Юлька носилась среди огромных лопухов, поглядывая на небо. Небо нависало темно и влажно, глухое незлобливое ворчание грома отправляло ее домой, но девчушка упорно ждала первых крупных капель, вдыхая запах трав, источавших в погустевший воздух свое восторженное, смешанное с благоговейным страхом, ожидание тяжелого и, в то же время, омывающего от повседневной заботы и грязи, ливня. Наконец, ударилась о лопух первая капля, за ней вторая, мир прорезала яркая вспышка, и загрохотал над головой грозный мощный раскат: «Ты все еще здесь, негодница? А ну, марш домой!» Но Юлька не испугалась, она забралась под раскидистый лопух, под которым было сухо и уютно, и смотрела на льющуюся стену дождя. Затем, открутив волокнистый черенок от корня, сняла сандалии и храбро двинулась под этим зеленым зонтом в бушующее, грохочущее пространство. Теплая грязь мягко чавкала под ступнями, пролезала между пальцами и старалась запомнить маленькие ножки, чтобы тщательно заполнить их отпечатки дождевой водой. А ножки упрямо топали дальше. Уже и зонтик перестал спасать, и девчушка забежала под старую ветвистую липу, где стоял одуряющий запах от сбитых на землю мокрых кремовых соцветий. Секунду постояв там, она припомнила, что стоять под деревьями во время грозы нельзя, и двинулась дальше. О том, что под деревом может убить молния, рассказывал Стасик, но в глубине души Юлька не верила в историю, рассказанную им, что якобы его двоюродная тетка погибла именно так. Стасик был просто трус: он боялся грозы, молнии, мохнатую коричневую гусеницу, индюков; трусил лазить по деревьям, драться и раскачиваться «до солнца» на качелях.

Юлька шлепала по раскисшей тропинке к мокрому почерневшему крыльцу. Возле дома она увидела соседского Дениску. Он стоял почти голышом возле огромной свинцовой лужи, только короткие шортики прилипли к телу, обрисовывая круглую попку малыша. Дениска был на год младше девочки, и Юлька оказывала ему покровительство.

– Ты что, малой, – взрослым голосом обратилась к нему она, – ты, что тут делаешь?

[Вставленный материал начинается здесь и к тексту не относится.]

PR #1213, opened 2020-09-16
Report a error if grpc server is not started

dimitry-:
Bug: http://b/168295378

### DIFF
--- a/OrbitService/OrbitService.cpp
+++ b/OrbitService/OrbitService.cpp
@@ -44,9 +44,14 @@ namespace orbit_service {
 void OrbitService::Run(std::atomic<bool>* exit_requested) {
   LOG("Running Orbit Service version %s", OrbitCore::GetVersion());
   std::string grpc_address = absl::StrFormat("127.0.0.1:%d", grpc_port_);
-  LOG("Starting GRPC server at %s", grpc_address);
+  LOG("Starting gRPC server at %s", grpc_address);
   std::unique_ptr<OrbitGrpcServer> grpc_server;
   grpc_server = OrbitGrpcServer::Create(grpc_address);
+  if (grpc_server == nullptr) {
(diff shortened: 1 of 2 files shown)


OrbitService/OrbitService.cpp
```diff
@@ -47,6 +47,11 @@ void OrbitService::Run(std::atomic<bool>* exit_requested) {
   LOG("Starting GRPC server at %s", grpc_address);
   std::unique_ptr<OrbitGrpcServer> grpc_server;
   grpc_server = OrbitGrpcServer::Create(grpc_address);
+  if (grpc_server == nullptr) {
+    ERROR("Unable to start GRPC server.");
```
dpallotti, line 51:
```suggestion
    ERROR("Unable to start gRPC server");
```

OrbitService/OrbitService.cpp
```diff
@@ -47,6 +47,11 @@ void OrbitService::Run(std::atomic<bool>* exit_requested) {
...
+    return;
+  }
+  LOG("GRPC server is running");
```
dpallotti, line 54:
```suggestion
  LOG("gRPC server is running");
```

dpallotti (approved):

IrinaShkviro (approved):
Thanks a lot Dimitry! Just one question: is it possible to enable grpc log also?

dimitry-:
> Thanks a lot Dimitry! Just one question: is it possible to enable grpc log also?

I think it is but considering that we do not really expect grpc to fail, I decided not to at least for now.

OrbitService/OrbitService.cpp
dimitry-: done.

OrbitService/OrbitService.cpp
dimitry-: done.

PR #1214, opened 2020-09-16
Client ggp release preparation

kisenshi:
The first version of the ggp client has been finished and works properly. This PR include some small additions to the client that are useful when released:

* See flag configuration with -helpfull command

* Add the creation of a log file in `/var/log` (this is only possible when the client is executed with sudo privileges)

* Add _strip_symbols_ compilation rule so symbols are not included in the executable


danielfenner (approved):
lgtm!

kisenshi:
Merging this now, thanks!

PR #1215, opened 2020-09-16
Fix presets for the e2e test.

danielfenner:
Re-created presets with fitting module path.

Bug: 161839506
Test: N/A


IrinaShkviro (approved):
lgtm, thanks!

PR #1216, opened 2020-09-16
Add Test for CaptureDeserializer

florian-kuebler:


OrbitClientModel/CaptureDeserializerTest.cpp
```diff
@@ -0,0 +1,408 @@
...
+  EXPECT_CALL(listener, OnCaptureComplete).Times(0);
+  EXPECT_CALL(listener, OnCaptureCancelled).Times(0);
+  capture_deserializer::Load("not_existing_test_file", &listener, &cancellation_requested);
+}
+
+TEST(CaptureDeserializer, LoadNoVersion) {
+  MockCaptureListener listener;
+  std::atomic<bool> cancellation_requested = false;
+  ErrorMessage actual_error;
+  EXPECT_CALL(listener, OnCaptureFailed).Times(1);
```
dimitry-, line 71: do you want to check parameter here as well? So that you get the correct error message?

OrbitClientModel/CaptureDeserializerTest.cpp
```diff
@@ -0,0 +1,408 @@
...
+  MOCK_METHOD(void, OnAddressInfo, (LinuxAddressInfo), (override));
+  MOCK_METHOD(void, OnUniqueTracepointInfo, (uint64_t /*key*/, TracepointInfo /*tracepoint_info*/),
+              (override));
+  MOCK_METHOD(void, OnTracepointEvent, (TracepointEventInfo), (override));
+};
+
+TEST(CaptureDeserializer, LoadFileNotExists) {
+  MockCaptureListener listener;
+  std::atomic<bool> cancellation_requested = false;
+  EXPECT_CALL(listener, OnCaptureFailed).Times(1);
```
dimitry-, line 60: also maybe check the parameter?

dimitry- (approved):
otherwise lgtm

OrbitClientModel/CaptureDeserializerTest.cpp
```diff
@@ -0,0 +1,408 @@
...
+
+  capture_deserializer::internal::LoadCaptureInfo(empty_capture_info, &listener, &coded_input,
+                                                  &cancellation_requested);
+
+  EXPECT_EQ(timer_1.start(), actual_timer_1.start());
+  EXPECT_EQ(timer_2.start(), actual_timer_2.start());
+  EXPECT_EQ(timer_1.end(), actual_timer_1.end());
+  EXPECT_EQ(timer_2.end(), actual_timer_2.end());
+  EXPECT_EQ(timer_1.process_id(), actual_timer_1.process_id());
+  EXPECT_EQ(timer_2.process_id(), actual_timer_2.process_id());
```
reichlfl, line 405: And another change for `operator=`

reichlfl (approved):
Some comments which all point out the same thing - just a suggestion. I can't really judge if there are more parts the tests should cover since I've not been involved in the capture deserializer at all so far.

Apart from that, existing tests LGTM, thanks for the effort of adding them!

OrbitClientModel/CaptureDeserializerTest.cpp
florian-kuebler: I was a bit unsure of this. I think it is a bit contradictory to what the test should ensure. The intended behaviour is to have the listener be notified that something went wrong. The exact error message may be well subject to change and should be not that much of the focus of the test.
This is a bit different for the test with the wrong version, because there I expect having an error message that tells me something about the version.
It will also introduce unnecessary work when changing the error message.

But I am not having a very strong opinion on this. So I would be also fine, with adding the check there.

OrbitClientModel/CaptureDeserializerTest.cpp
```diff
@@ -0,0 +1,408 @@
...
+  capture_deserializer::internal::LoadCaptureInfo(capture_info, &listener, &empty_stream,
+                                                  &cancellation_requested);
+
+  ASSERT_EQ(actual_selected_functions.size(), 1);
+  ASSERT_TRUE(actual_selected_functions.contains(selected_function->address()));
+  FunctionInfo actual_function_info = actual_selected_functions.at(selected_function->address());
+
+  EXPECT_EQ(actual_function_info.name(), selected_function->name());
+  EXPECT_EQ(actual_function_info.pretty_name(), selected_function->pretty_name());
+  EXPECT_EQ(actual_function_info.size(), selected_function->size());
```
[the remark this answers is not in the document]
florian-kuebler: Would love the have those. However, they are auto generated by protos. GoogleTest will add a EqualsProto matcher at some point. But right now, I can't modify. I was about implementing my own custom matcher but thought it would be an overkill for this test.

OrbitClientModel/CaptureDeserializerTest.cpp
```diff
@@ -0,0 +1,408 @@
...
+                                                  &cancellation_requested);
+
+  EXPECT_EQ(actual_address_info_1.function_name(), address_info_1.function_name());
+  EXPECT_EQ(actual_address_info_2.function_name(), address_info_2.function_name());
+  EXPECT_EQ(actual_address_info_1.module_path(), address_info_1.module_path());
+  EXPECT_EQ(actual_address_info_2.module_path(), address_info_2.module_path());
+  EXPECT_EQ(actual_address_info_1.offset_in_function(), address_info_1.offset_in_function());
+  EXPECT_EQ(actual_address_info_2.offset_in_function(), address_info_2.offset_in_function());
+  EXPECT_EQ(actual_address_info_1.absolute_address(), address_info_1.absolute_address());
+  EXPECT_EQ(actual_address_info_2.absolute_address(), address_info_2.absolute_address());
```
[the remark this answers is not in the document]
florian-kuebler: As above, they are generated by a proto.

OrbitClientModel/CaptureDeserializerTest.cpp
florian-kuebler: As above, they are generated by a proto.

OrbitClientModel/CaptureDeserializerTest.cpp
florian-kuebler: See above.

OrbitClientModel/CaptureDeserializerTest.cpp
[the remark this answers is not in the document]
reichlfl: Ah, I see, didn't know that - makes sense, thanks for pointing that out.

OrbitClientModel/CaptureDeserializerTest.cpp
```diff
@@ -0,0 +1,408 @@
...
+  address_info_1.set_module_path("/path");
+  address_info_1.set_offset_in_function(0);
+  address_info_1.set_absolute_address(123);
+  capture_info.add_address_infos()->CopyFrom(address_info_1);
+
+  LinuxAddressInfo address_info_2;
+  address_info_2.set_function_name("bar");
+  address_info_2.set_module_path("/path");
+  address_info_2.set_offset_in_function(0);
+  address_info_2.set_absolute_address(123);
```
IrinaShkviro, line 187: Shouldn't be data in `address_info_2` different from `address_info_1`?

OrbitClientModel/CaptureDeserializerTest.cpp
```diff
@@ -0,0 +1,408 @@
...
+  callstack_data_2.push_back(4);
+  callstack_data_2.push_back(5);
+  CallStack callstack_2(std::move(callstack_data_2));
+  CallstackInfo* callstack_info_2 = capture_info.add_callstacks();
+  *callstack_info_2->mutable_data() = {callstack_2.GetFrames().begin(),
+                                       callstack_2.GetFrames().end()};
+  CallstackEvent* callstack_event_2 = capture_info.add_callstack_events();
+  callstack_event_2->set_thread_id(2);
+  callstack_event_2->set_time(3);
+  callstack_event_2->set_callstack_hash(callstack_1.GetHash());
```
IrinaShkviro, line 297: Did you mean `callstack_2`?
```suggestion
  callstack_event_2->set_callstack_hash(callstack_2.GetHash());
```

IrinaShkviro (approved):
Thanks for the change! Please see the minor comments.

OrbitClientModel/CaptureDeserializerTest.cpp
dimitry-: I think certain error messages are expected expected in certain situation and it is ok to check them. If they change - they change, as for other things - we fix test as well to match expected behavior.

In this test you are emulating a specific thing that goes wrong. so it is fine to expect a specific error message in this case.

OrbitClientModel/CaptureDeserializerTest.cpp
florian-kuebler: Sure, thats better

OrbitClientModel/CaptureDeserializerTest.cpp
florian-kuebler: Thanks!

OrbitClientModel/CaptureDeserializerTest.cpp
florian-kuebler: Okay, I added the checks.

OrbitClientModel/CaptureDeserializerTest.cpp
florian-kuebler: Done.

PR #1217, opened 2020-09-17
Add Qt WebEngine to GCC docker containers

beckerhe:
The GCC docker containers must also be able to compile Orbit with
webengine. This was an oversight from yesterday and should have been
part of commit 8391285.


reichlfl (approved):
LGTM, thanks!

– На пузырики смотрю, – отозвался тот, не отрывая глаз от лужи. – В этих пузыриках воздух, им теперь червяки дышат.

– Какие червяки?

– Дождевые, которые под водой. А как пузырики исчезнут, им нечем будет дышать, и они вылезут из лужи на воздух. Тогда я их увижу.

– А зачем тебе?

– Вовка говорит, что в лужах живут одни пиявки. А я хочу посмотреть, как червяки из лужи полезут. – И он остался дожидаться окончания эксперимента.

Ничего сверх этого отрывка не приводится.